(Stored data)
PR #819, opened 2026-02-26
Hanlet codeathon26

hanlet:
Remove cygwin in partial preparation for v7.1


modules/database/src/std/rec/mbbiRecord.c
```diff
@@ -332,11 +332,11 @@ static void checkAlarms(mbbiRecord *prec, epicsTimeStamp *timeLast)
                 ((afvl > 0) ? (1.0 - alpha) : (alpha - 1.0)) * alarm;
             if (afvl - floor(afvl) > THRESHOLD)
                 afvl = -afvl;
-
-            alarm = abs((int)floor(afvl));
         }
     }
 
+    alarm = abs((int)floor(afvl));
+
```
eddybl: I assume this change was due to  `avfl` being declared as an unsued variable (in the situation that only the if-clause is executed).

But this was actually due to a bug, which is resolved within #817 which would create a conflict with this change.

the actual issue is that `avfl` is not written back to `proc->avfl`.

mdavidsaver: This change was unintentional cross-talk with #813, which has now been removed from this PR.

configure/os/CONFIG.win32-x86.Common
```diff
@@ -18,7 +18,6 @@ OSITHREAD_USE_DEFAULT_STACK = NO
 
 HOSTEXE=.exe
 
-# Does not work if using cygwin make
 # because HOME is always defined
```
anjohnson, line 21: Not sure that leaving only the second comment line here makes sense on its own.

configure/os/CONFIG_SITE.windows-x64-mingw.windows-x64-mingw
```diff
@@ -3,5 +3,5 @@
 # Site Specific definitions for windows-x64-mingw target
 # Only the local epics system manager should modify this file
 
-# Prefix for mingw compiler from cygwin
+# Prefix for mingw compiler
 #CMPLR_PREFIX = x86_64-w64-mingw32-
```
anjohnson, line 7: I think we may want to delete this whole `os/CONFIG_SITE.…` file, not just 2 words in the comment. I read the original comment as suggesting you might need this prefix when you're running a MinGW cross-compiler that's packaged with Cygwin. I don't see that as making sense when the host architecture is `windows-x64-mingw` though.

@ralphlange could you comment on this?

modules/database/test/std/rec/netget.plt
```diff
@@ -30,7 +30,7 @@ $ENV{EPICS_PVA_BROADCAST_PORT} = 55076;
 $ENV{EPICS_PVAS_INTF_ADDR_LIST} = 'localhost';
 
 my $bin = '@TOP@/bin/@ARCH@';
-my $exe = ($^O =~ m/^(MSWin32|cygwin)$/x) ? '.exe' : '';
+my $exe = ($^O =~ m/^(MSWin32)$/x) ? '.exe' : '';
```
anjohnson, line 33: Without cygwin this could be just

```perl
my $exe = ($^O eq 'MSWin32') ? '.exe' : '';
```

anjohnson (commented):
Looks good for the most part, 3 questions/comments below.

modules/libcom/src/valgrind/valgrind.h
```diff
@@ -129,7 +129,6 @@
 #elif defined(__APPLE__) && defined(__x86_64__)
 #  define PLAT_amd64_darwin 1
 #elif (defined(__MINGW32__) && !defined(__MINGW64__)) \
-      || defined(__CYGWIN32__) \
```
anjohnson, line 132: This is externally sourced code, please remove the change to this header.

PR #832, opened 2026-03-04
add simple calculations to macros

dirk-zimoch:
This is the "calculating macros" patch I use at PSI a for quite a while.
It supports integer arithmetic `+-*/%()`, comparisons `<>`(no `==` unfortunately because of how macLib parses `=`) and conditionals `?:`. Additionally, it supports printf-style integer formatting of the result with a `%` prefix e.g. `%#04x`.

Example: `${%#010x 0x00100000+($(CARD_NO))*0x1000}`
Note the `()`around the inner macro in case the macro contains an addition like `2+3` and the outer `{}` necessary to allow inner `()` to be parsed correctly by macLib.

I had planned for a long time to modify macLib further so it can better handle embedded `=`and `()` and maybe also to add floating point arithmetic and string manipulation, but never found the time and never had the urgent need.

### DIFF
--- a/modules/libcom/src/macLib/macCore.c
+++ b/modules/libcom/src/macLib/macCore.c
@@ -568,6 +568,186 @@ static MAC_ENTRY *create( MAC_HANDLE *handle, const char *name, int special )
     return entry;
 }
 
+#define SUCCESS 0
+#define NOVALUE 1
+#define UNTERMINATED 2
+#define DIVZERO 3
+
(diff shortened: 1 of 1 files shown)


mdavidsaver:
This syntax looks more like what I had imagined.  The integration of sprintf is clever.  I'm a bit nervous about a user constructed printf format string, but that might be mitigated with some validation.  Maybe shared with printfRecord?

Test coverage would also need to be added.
==
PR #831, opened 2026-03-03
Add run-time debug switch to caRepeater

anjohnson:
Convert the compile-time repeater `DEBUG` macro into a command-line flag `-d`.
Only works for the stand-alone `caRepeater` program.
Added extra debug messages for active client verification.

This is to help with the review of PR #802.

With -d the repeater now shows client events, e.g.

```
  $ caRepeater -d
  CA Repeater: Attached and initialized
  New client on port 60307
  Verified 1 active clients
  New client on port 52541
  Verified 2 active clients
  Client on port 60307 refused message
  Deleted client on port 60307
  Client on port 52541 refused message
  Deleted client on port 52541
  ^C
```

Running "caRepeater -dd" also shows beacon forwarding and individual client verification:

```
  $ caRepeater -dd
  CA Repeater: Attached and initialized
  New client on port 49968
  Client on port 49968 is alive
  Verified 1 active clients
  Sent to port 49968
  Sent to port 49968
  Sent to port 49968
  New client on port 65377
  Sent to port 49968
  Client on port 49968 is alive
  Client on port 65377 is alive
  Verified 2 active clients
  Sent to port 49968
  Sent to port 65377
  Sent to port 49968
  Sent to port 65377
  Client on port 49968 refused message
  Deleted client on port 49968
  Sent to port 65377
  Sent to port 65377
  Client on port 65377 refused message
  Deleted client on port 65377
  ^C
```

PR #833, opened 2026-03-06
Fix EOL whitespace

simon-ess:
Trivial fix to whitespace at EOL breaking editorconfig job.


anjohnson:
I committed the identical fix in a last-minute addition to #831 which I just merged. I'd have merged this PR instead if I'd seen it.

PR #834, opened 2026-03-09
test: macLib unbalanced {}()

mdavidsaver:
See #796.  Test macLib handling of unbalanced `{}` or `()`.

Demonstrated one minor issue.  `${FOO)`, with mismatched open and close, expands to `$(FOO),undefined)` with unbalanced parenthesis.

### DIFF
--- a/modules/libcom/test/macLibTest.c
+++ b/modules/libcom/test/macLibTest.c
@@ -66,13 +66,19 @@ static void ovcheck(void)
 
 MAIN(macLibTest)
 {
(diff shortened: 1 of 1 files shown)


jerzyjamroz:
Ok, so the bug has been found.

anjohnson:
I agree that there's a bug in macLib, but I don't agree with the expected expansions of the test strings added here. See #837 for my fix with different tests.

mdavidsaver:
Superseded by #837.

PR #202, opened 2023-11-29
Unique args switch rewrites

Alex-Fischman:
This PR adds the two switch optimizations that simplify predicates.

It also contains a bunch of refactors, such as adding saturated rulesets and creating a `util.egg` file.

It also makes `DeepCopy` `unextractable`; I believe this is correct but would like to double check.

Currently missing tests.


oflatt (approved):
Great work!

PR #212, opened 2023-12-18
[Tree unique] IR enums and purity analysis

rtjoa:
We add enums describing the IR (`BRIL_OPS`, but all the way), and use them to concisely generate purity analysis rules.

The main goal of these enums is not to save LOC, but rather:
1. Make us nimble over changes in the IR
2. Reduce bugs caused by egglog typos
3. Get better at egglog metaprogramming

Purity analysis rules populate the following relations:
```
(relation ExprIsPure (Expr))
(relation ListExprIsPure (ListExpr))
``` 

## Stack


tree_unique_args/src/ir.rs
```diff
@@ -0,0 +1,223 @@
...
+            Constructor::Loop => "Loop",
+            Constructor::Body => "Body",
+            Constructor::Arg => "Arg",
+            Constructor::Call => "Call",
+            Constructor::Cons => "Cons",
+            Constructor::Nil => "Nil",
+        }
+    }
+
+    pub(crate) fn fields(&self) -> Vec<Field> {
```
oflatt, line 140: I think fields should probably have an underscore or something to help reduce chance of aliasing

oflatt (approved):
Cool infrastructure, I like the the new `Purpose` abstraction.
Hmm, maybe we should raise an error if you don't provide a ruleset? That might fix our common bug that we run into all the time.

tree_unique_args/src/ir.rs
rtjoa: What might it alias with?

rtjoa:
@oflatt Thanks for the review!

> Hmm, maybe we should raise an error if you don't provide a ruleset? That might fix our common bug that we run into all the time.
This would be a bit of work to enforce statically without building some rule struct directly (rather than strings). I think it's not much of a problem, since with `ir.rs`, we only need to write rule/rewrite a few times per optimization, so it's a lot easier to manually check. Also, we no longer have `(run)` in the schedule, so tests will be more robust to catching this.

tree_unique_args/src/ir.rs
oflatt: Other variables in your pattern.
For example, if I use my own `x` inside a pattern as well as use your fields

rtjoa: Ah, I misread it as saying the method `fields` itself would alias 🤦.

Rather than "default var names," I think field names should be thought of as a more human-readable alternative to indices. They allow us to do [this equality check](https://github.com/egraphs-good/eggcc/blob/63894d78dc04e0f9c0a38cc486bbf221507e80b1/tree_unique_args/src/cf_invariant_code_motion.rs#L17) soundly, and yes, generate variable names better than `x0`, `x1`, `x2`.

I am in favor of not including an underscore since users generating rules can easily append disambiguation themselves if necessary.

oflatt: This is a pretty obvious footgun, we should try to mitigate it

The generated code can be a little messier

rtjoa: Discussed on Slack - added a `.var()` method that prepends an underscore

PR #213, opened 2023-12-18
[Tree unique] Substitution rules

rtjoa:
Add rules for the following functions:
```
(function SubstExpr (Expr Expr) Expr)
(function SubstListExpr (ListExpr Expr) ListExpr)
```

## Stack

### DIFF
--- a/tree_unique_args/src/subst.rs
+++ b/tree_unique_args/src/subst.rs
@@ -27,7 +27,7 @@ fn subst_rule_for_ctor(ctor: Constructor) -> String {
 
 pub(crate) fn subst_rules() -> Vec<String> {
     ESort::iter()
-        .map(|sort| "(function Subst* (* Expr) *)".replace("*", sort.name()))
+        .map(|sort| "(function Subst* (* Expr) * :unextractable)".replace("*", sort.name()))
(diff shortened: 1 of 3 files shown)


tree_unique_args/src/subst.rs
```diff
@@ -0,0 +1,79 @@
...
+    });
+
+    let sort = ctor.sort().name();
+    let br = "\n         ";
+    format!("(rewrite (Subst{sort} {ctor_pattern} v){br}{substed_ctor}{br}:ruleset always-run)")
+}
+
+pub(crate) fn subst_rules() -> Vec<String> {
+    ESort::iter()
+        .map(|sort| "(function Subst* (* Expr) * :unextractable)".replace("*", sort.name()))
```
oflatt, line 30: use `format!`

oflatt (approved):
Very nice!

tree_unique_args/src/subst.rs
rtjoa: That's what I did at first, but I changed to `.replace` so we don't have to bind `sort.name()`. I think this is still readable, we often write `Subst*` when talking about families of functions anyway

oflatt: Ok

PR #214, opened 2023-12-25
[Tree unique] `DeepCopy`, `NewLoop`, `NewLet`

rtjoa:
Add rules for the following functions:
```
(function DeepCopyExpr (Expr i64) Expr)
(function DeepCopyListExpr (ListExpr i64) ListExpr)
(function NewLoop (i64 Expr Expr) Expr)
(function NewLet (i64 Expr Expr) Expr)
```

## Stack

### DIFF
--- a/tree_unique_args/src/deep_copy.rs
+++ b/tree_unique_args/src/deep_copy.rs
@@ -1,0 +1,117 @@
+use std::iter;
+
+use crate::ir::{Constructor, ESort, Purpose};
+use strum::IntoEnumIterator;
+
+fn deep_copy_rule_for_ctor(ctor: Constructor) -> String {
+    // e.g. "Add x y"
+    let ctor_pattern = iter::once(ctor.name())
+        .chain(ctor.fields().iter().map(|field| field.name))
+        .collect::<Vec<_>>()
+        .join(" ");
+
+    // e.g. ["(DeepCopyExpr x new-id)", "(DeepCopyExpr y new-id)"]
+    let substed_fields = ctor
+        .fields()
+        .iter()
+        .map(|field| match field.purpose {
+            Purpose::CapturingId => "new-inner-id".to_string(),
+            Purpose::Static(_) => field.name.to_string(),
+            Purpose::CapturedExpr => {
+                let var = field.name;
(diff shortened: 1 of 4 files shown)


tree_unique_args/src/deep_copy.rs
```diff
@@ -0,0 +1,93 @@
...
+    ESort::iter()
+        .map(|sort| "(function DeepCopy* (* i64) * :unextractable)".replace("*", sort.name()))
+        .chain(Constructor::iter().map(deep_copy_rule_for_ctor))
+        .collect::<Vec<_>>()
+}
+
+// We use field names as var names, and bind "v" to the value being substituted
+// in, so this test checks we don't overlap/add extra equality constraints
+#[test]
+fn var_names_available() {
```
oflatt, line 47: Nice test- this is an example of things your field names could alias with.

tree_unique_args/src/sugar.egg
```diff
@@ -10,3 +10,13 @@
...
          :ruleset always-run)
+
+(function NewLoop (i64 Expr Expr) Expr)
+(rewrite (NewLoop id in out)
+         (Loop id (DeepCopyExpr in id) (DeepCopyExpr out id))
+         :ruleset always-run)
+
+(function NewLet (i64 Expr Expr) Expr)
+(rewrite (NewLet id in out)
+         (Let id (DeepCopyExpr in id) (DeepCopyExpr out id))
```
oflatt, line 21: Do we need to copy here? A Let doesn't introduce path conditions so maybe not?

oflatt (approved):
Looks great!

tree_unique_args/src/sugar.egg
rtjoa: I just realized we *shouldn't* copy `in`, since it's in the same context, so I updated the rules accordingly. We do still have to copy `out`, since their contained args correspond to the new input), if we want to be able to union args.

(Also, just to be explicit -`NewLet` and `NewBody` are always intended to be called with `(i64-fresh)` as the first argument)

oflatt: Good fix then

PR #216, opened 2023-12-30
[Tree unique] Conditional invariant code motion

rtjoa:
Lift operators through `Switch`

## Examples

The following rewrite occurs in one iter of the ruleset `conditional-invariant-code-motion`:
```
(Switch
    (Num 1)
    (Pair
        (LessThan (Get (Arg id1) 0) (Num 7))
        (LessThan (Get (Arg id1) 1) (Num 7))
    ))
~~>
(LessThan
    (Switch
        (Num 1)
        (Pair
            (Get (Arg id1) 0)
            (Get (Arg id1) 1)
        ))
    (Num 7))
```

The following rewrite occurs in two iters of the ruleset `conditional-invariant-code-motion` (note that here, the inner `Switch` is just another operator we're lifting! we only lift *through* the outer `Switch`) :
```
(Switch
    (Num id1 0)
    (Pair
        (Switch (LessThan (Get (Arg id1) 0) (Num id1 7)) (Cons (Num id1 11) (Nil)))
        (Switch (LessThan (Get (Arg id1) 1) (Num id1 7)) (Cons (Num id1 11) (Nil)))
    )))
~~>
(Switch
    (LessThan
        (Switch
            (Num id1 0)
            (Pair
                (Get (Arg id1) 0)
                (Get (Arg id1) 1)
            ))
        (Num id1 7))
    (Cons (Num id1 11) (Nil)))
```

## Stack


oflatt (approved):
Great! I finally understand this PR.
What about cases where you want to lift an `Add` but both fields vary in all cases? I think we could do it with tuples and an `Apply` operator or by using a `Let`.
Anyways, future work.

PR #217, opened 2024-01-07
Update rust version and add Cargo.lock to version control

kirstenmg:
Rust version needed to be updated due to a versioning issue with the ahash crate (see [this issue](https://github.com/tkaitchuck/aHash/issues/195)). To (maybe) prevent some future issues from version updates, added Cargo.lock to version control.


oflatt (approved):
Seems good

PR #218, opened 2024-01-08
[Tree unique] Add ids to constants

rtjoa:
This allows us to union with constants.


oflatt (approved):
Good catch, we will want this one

• _About this task_
In the entries above, find the line with "PR #819, opened 2026-02-26" and the line with "the actual issue", then restate word for word both of them and every line between, with nothing more.

• _Solution to the exercise_
PR #819, opened 2026-02-26
Hanlet codeathon26

hanlet:
Remove cygwin in partial preparation for v7.1


modules/database/src/std/rec/mbbiRecord.c
```diff
@@ -332,11 +332,11 @@ static void checkAlarms(mbbiRecord *prec, epicsTimeStamp *timeLast)
                 ((afvl > 0) ? (1.0 - alpha) : (alpha - 1.0)) * alarm;
             if (afvl - floor(afvl) > THRESHOLD)
                 afvl = -afvl;
-
-            alarm = abs((int)floor(afvl));
         }
     }
 
+    alarm = abs((int)floor(afvl));
+
```
eddybl: I assume this change was due to  `avfl` being declared as an unsued variable (in the situation that only the if-clause is executed).

But this was actually due to a bug, which is resolved within #817 which would create a conflict with this change.

the actual issue is that `avfl` is not written back to `proc->avfl`.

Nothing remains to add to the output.